Assigned task –
The answer must be every line from the entries below that includes "return".

*** Opening of Given entries ***

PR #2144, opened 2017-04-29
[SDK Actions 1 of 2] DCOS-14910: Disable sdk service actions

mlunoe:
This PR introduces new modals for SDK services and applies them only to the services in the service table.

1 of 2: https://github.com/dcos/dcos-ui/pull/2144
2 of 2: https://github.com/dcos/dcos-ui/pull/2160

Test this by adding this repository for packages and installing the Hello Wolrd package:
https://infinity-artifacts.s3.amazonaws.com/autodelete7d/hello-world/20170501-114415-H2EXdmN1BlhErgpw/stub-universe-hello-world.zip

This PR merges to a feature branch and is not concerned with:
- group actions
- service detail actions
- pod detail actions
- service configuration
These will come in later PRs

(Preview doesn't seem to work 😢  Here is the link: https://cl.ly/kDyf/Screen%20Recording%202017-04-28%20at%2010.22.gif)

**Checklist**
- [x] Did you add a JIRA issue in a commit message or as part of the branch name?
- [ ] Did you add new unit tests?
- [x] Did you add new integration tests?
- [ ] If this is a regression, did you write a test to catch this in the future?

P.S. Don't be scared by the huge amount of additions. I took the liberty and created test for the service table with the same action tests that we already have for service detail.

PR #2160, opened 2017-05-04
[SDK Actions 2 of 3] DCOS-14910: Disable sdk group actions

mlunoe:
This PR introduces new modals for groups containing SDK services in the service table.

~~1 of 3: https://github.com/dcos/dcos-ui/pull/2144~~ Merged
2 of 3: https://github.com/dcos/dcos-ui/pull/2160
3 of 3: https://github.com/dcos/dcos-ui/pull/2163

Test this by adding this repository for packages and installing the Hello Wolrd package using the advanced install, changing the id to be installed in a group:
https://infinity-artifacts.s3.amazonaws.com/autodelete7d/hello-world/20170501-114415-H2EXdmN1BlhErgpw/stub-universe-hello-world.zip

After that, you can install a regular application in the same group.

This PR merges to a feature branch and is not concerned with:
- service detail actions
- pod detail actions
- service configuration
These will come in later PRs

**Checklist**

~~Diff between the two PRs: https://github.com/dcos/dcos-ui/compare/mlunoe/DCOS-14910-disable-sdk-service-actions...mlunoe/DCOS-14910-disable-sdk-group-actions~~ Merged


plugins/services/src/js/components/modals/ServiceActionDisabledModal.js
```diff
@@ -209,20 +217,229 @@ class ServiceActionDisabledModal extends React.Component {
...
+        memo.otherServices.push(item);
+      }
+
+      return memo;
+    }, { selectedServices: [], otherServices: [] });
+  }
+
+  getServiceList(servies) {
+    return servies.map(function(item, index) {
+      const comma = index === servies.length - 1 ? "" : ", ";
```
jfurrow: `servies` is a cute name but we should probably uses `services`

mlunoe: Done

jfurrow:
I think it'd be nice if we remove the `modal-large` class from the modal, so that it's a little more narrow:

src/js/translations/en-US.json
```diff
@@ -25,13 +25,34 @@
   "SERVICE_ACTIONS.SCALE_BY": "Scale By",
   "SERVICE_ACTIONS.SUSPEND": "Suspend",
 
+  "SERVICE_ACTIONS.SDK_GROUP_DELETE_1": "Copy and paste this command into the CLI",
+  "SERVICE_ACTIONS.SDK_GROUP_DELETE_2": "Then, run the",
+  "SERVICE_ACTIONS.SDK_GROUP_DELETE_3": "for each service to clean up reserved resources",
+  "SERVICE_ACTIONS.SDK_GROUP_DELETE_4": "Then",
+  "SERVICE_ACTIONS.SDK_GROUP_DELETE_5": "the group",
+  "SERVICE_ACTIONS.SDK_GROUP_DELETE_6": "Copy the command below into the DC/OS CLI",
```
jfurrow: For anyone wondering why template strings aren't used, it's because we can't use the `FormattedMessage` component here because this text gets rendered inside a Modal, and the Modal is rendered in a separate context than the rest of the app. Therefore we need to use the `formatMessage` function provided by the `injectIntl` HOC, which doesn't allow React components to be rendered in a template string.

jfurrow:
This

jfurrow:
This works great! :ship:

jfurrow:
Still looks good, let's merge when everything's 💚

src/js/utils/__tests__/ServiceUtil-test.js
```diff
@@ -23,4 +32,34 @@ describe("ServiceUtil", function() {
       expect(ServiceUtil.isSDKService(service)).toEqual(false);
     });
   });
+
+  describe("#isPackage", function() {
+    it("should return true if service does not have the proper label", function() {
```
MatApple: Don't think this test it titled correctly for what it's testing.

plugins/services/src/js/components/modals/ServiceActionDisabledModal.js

*** Close of Given entries ***
*** Opening of Given entries ***

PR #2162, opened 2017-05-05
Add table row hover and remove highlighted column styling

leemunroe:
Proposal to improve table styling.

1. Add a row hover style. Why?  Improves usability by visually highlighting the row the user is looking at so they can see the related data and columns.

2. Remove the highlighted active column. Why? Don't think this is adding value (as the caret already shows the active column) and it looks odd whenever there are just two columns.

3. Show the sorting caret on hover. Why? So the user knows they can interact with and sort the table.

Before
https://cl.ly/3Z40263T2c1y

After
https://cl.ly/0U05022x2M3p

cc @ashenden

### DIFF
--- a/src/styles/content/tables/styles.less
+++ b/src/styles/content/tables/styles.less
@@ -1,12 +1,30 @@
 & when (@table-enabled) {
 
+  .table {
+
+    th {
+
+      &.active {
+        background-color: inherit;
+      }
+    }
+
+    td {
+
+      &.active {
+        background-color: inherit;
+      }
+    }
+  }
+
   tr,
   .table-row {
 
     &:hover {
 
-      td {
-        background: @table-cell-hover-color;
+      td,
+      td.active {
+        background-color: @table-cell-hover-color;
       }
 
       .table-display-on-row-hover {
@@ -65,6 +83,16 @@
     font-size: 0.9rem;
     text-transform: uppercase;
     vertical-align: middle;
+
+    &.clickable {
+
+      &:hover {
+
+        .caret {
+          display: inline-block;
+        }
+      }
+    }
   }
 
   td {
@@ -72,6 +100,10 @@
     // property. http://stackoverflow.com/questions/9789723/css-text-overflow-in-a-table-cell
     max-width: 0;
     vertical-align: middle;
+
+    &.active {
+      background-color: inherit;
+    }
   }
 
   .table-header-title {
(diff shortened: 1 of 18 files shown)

*** Close of Given entries ***

Reply –
+      return memo;
+    return servies.map(function(item, index) {
+    it("should return true if service does not have the proper label", function() {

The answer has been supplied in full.